Page 1 of 1
Lots of tables or lots of rows?
Posted: Wed Oct 08, 2008 3:58 am
by Kadanis
Just wondering what the consensus is on database design when managing large amounts of data.
The scenario is that clients create marketing campaigns (mircorsites and emails) which are then tracked. All the clicks on the microsites/messages are stored. This can lead to anything from a few data entries per campaign to hundreds of thousands depending on the success.
Is it better to store all the data from every campaign in one huge table with the campaign_id column, or to create an individual table for each campaign?
The system runs on MySQL 5, and currently uses the multiple table concept. However, starting in Jan 09 we have a major re-write/version update coming up and this gives us the opportunity to change things.
The system runs well as it is. As the management of the tables is quite tedious I was considering the change, however I'm worried that having everything in one table and using WHERE statements is going to make the data retrieval really sluggish.
Any ideas/comments appreciated
Cheers
Re: Lots of tables or lots of rows?
Posted: Wed Oct 08, 2008 1:33 pm
by califdon
I always give the same answer to this question. The database schema should always be designed according to well established rules based on the definitions of the entities and their relationships. Period. Well, maybe semicolon. In the case of gigantic data stores (many millions of rows) and high availability requirements (many simultaneous users), it may make sense to split up otherwise homogeneous data in a specific manner to accommodate the principal querying mode. In doing so, the designer should be dead sure that the benefits will outweigh the potential limitations or inefficiencies of splitting up related data.
In the case you cited, it should depend on what the defined scope of your data model is. Are you modeling discrete campaigns that will never be compared against each other or combined? Or are you modeling the universe of campaigns and their interactions? What kind of queries will be run against these data? In my opinion, there is never a logical answer to a question like, Which is better, lots of tables or lots of rows. That sort of question will inevitably lead to useless answers.
Re: Lots of tables or lots of rows?
Posted: Thu Oct 09, 2008 3:57 am
by Kadanis
Hmm, thank-you for the post califdon. You've certainly given me something to think about.
I think we'll take this opportunity to really decide on how this data will be used, and then we can decide on what's best
Cheers

Re: Lots of tables or lots of rows?
Posted: Thu Oct 09, 2008 4:05 am
by onion2k
We do something very similar* in our email marketing application. We eventually decided to go so far as actually having different databases for client data in order to make it easy to backup, replicate, remove if the client left, etc.

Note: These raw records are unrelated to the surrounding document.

Issue #271, opened 2021-09-28
Add simple python bindings to the dust class


johnlees:
These don't necessarily have to have all the same functionality as the R bindings, but it would be useful to use the dust class directly from python (e.g. for use with the ELFI package)

PR #321, opened 2021-11-05
Rationalise names used for gpu things

### LINKED ISSUE #298: Rename 'device' to 'gpu' everwhere
We use 'cuda', 'device' and 'gpu' interchangeably; all should move to gpu so that it is easier to explain

### LINKED ISSUE #301: add better accessor for real info
Currently it's in device_info, which is silly. Would be nice to return name and/or size elsewhere

### LINKED ISSUE #304: Inconsistent style
We use Dust, DustDevice and Particle but all other names are lower case

### LINKED ISSUE #317: Consistent namespaces
* Possibly at same time as #298 as it overlaps, make sure we're consistent about use of `interface` and `r` namespace. 
* `cuda` becomes `gpu` possibly.
* `dust::cuda::device_info` moves into an interface namespace

richfitz:
This PR rationalises names used for gpu things:

* most uses of device/cuda become gpu, especially when facing the user; this affects files, namespace and functions!
* exceptions include "device_id", actual device storage (an implementation detail really) and things to do with the compilation toolchain
* At the same time (to minimise the number of disruptive changes) the `interface` namespace becomes `r`, which will make #271 much easier
* New check to make sure that header guards are correct

I've tried to avoid folding any features in here, but couldn't help adding a fix for #301 because I was interacting with code that is very nearby.

Fixes #317
Fixes #304 
Fixes #301 
Fixes #298


NEWS.md
```diff
@@ -1,3 +1,8 @@
+# dust 0.11.5
+
+* Major header reorganisation, the `dust::cuda` namespace is now `dust::gpu`, most user-facing uses of "cuda" and "device" now replaced with "gpu (#298, #317)
```
johnlees, line 3:
```suggestion
* Major header reorganisation, the `dust::cuda` namespace is now `dust::gpu`, most user-facing uses of "cuda" and "device" now replaced with "gpu" (#298, #317)
```

inst/include/dust/random/binomial.hpp
```diff
@@ -32,7 +33,9 @@ HOSTDEVICE real_type fast_pow(real_type x, int n) {
 
 __nv_exec_check_disable__
 template <typename real_type>
-real_type HOSTDEVICE binomial_inversion_calc(real_type u, int n, real_type p) {
+__host__ __device__
+real_type binomial_inversion_calc(real_type u, int n,
+                                                      real_type p) {
```
johnlees, line 38: has something gone wrong with the formatting here?

inst/include/dust/random/cuda_compatibility.hpp
```diff
@@ -12,29 +12,21 @@
...
-// Compiling under gcc/clang
-#define HOST
-#define HOSTDEVICE
-#define DEVICE
-#define KERNEL
-#define ALIGN(n)
 #define __nv_exec_check_disable__
 
+// Additional stubs used to shadow the now-unneeded directives for
+// nvcc
```
johnlees, line 25:
```suggestion
// Additional stubs used to shadow the now-unneeded directives for
// nvcc, which would cause gcc/clang to raise an error
```

johnlees (approved):

Issue #325, opened 2021-11-08
Start on rng algorithms doc


richfitz:
Writing the ziggurat algorithm was unpleasant, add a vignette that explains how it is derived and keep track of any optimisations we add as they mostly reduce readability

Issue #324, opened 2021-11-08
Use integers for cutoff comparison


richfitz:
See Doornik and the wikipedia page; it's apparently faster to use a integer table of `x[i] / x[i - 1]` then compare the rng integer value against that. Requires that we keep two tables, one for uint32 and uint64 of course, and some benchmarking and explanation would be nice

richfitz:
This is going to be really hard as we can't easily get two versions of the coefficients for different integer types given the big fight in #327/#328; I still think it could be worth doing if faster but don't believe it will be _that_ much faster...

Issue #323, opened 2021-11-08
rng configuration object


richfitz:
Now that we have multiple algorithms possible, some sort of rng state object that includes:

* `real_type`
* `rng_state_type`
* normal algorithm
* and the state

Then make overloads for things like 

```
random_normal<real_type, algorithm, rng_state>(rng_state_type)
```

so that we can just write

```
random_normal(rng_state_type_wrapped)
```

something like

```
template <typename T>
typename T::real_type random_normal(T& state) {
  return random_normal<typename T::real_type, T::normal>(state.state);
}
```

See also #303 which is the same reallly

PR #326, opened 2021-11-08
Faster normal draws with the ziggurat algorithm

### LINKED ISSUE #308: Add alternative normal distribution algorithm
Our current one, BM, is fairly slow and we could do better on all platforms with at least polar, possibly better with monty python. Ziggurat would be the one to to implement with the best performance on CPUs, apparently worse on GPU due to latency.

To make this easy we also need a way of selecting the normal algorithm as part of the rng spec, that's less straightforward unfortunately.

richfitz:
This PR implements the ziggurat algorithm for normally distributed numbers. 

There are some follow-on bits of work to do that I am avoiding in this PR because they're more likely to be disruptive and this is large enough atm

* #323
* #324
* #325

The current version does compile on a GPU, but runs fairly slowly due to the doubles

Fixes #308


inst/include/dust/random/normal.hpp
```diff
@@ -5,44 +5,46 @@
...
-  do {
-    u1 = random_real<real_type>(rng_state);
-    u2 = random_real<real_type>(rng_state);
-  } while (u1 <= epsilon);
-
-  SYNCWARP
-  return std::sqrt(-2 * std::log(u1)) * std::cos(two_pi * u2);
-}
-
+real_type random_normal(rng_state_type& rng_state) {
```
johnlees, line 23: Is the algorithm chosen at run time or when compiling the object? Wondering whether we could just template rather than using this function

inst/include/dust/random/normal_ziggurat.hpp
```diff
@@ -0,0 +1,75 @@
...
+      break;
+    }
+  } while (true);
+  return ret;
+}
+}
+
+// TODO: this will not work efficiently for float types because we
+// don't have float tables for 'x' and 'y'; getting them is not easy
+// without requiring c++14 either. The lower loop using 'x' could
```
johnlees, line 35: How come we are able to manage this with binomial draws?

inst/include/dust/random/normal_ziggurat.hpp
```diff
@@ -0,0 +1,75 @@
...
+// rewritten easily as a function though taking 'u1' and so allowing
+// full template specialisation. However by most accounts this
+// performs poorly onn a GPU to latency so it might be ok.
+__nv_exec_check_disable__
+template <typename real_type, typename rng_state_type>
+__host__ __device__
+real_type random_normal_ziggurat(rng_state_type& rng_state) {
+  using ziggurat::x;
+  using ziggurat::y;
+  constexpr size_t n = 256;
```
johnlees, line 45: Comment to explain this choice and whether it is tuneable?

inst/include/dust/random/normal_ziggurat.hpp
```diff
@@ -0,0 +1,75 @@
...
+    if (i == 0) {
+      ret = normal_ziggurat_tail<real_type>(rng_state, r, u0 < 0);
+      break;
+    }
+    const auto z = u0 * x[i];
+    const auto f0 = std::exp(-0.5 * (x[i] * x[i] - z * z));
+    const auto f1 = std::exp(-0.5 * (x[i + 1] * x[i + 1] - z * z));
+    const auto u1 = random_real<real_type>(rng_state);
+    if (f1 + u1 * (f0 - f1) < 1.0) {
+      ret = z;
```
johnlees, line 65: should this `break`?

scripts/update_ziggurat_tables
```diff
@@ -0,0 +1,98 @@
...
+  n <- 256
+  dat <- zig_constants(n)
+  r <- dat$r
+  v <- dat$v
+  x <- c(v / f(r), intervals(n, r, v))
+  y <- x[-1] / x[seq_len(n)]
+
+  format <- function(z) {
+    s <- vapply(z, deparse, "", control = "digits17")
+    paste(
```
johnlees, line 14: Do we know that this is enough precision? (is it based on being < 2.2e-16?)

scripts/update_ziggurat_tables
```diff
@@ -0,0 +1,98 @@
...
+    x * (f(0) - f(x)) - v
+  }
+  r <- uniroot2(g, c(1.4, 4), tol = tolerance)$root
+  v <- r * f(r) + f_int(r)
+  list(n = n, r = r, v = v)
+}
+
+
+## Helper for root polishing
+uniroot2 <- function(f, bounds, ..., scal = 10) {
```
johnlees, line 77: Does tolerance need scaling?

scripts/update_ziggurat_tables
```diff
@@ -0,0 +1,98 @@
...
+intervals <- function(n, r, v) {
+  x <- numeric(n)
+  for (i in seq_len(n - 1)) {
+    x[i] <- if (i == 1) r else f_inv(f(x[i - 1]) + v / x[i - 1])
+  }
+  x
+}
+
+
+zig_constants <- function(n, tolerance = 1e-10) {
```
johnlees, line 48: Enough precision here too?

scripts/update_ziggurat_tables
```diff
@@ -0,0 +1,98 @@
...
+  ## As for intervals but with more robustness to being out of bounds
+  intervals <- function(n, r, v) {
```
johnlees, line 50: I would consider adding a reference here

johnlees (changes requested):

inst/include/dust/random/normal_ziggurat.hpp
richfitz: The binomial algorithm doesn't need to use the random numbers; the tables are only used in `stirling_approx_tail`, so we have fully specialised templates on `real_type` (and some ugly names `k_tail_values_d` and `stirling_approx_tail_f`). With C++14 we can make these template variables which removes the naming problem but because the algorithm here needs to use one or two random numbers along side the constants we'd end up with trying to make a partially specialised template (providing real_type but leaving rng_state_type open).

There are some solutions, but I'd like to try and implement these separately and compare timings to make sure that we don't end up paying too much on the CPU case

inst/include/dust/random/normal_ziggurat.hpp
richfitz: My first shot at this was fully tunable using `std::array<real_type, int>` for all sorts  of useful `n`! But it was a pain to work with and we can't have `std::array` on the GPU...

inst/include/dust/random/normal_ziggurat.hpp
richfitz: ugh, yes

scripts/update_ziggurat_tables
richfitz: digits17 is the full precision of the underlying number

scripts/update_ziggurat_tables
richfitz: Tolerance comes through in the dots here

scripts/update_ziggurat_tables
richfitz: I think so - this is 2 orders more than we get than by default. To do this "properly" we'd want to use long doubles really. I've seen implementations with these numbers only ok to 5 digits though, and ours is more accurate than Doornik (only differs in the ~6th place I think)

inst/include/dust/random/normal.hpp
richfitz: that is a template - am I missing something?

richfitz: After discussion: it *feels* like one could overload this as we know the algorithm is known at compile time but C++ doesn't let us do that

inst/include/dust/random/normal_ziggurat.hpp
richfitz: I've added a note indicating where this comes from and why now

johnlees (approved):

PR #328, opened 2021-11-08
Improvements to ziggurat GPU/floating point performance

richfitz:
I was going to do this last but, it was actually easiest:

* depend on C++14 now
* use a [variable template](https://en.cppreference.com/w/cpp/language/variable_template) for the coefficients
* updates the box muller gpu version to use the __cosf intrinsic where possible


richfitz:
Note that this fails because we need to declare the variable inline (see https://stackoverflow.com/questions/64610024/duplicate-symbols-with-global-template-variable-using-clang) but that's not available until C++17

PR #1241, opened 2024-08-07
Improve confusing error message

wendigo:
Wrapping with [] make the error message look like the returned JSON was always an array which could be confusing to the developer.


wendigo:
@electrum @dain PTAL

wendigo:
@electrum PTAL

electrum:
We need some kind of delimiter, as there can be multiple levels of errors, nested stack traces, etc.

electrum (approved):
I somehow missed that the delimiter was changed to angle brackets.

It also means that we can make things more secure by having MySQL users that don't have any access to data belonging to other databases (although I think you can have table specific permissions for users in MySQL as of version 5... we wrote this thing back on MySQL 3.23).
It still didn't work too well mind, because in one of our client's database there's two tables that need to be joined on a text key where one table has 35,000 rows and the other has 4.8 million rows ... it takes a loooooooong time. I want to denormalise it a bit so it runs faster but I've never found the time.
* Eg exactly the same.
Re: Lots of tables or lots of rows?
Posted: Thu Oct 09, 2008 4:15 am
by Kadanis
My initial ideas are that we move from having a table per campaign to maybe 1 per client. As sometimes clients may want to cross reference campaigns, but in the main I think that the table per campaign may be the best solution for us.
I think my main beef with it is all the tables that sit there with 20 records in them because a campaign didn't do so well, seems pointless splitting them out for that, but then a biggy comes in with the 1million records and would hammer the system if it was in a single table.
Design meeting ahoy !
Re: Lots of tables or lots of rows?
Posted: Thu Oct 09, 2008 4:33 am
by VladSun
What about using vertical partitioning?
http://dev.mysql.com/tech-resources/art ... oning.html
It will keep all of your data in a single table, while the per-campaign-queries will work only on a part of it.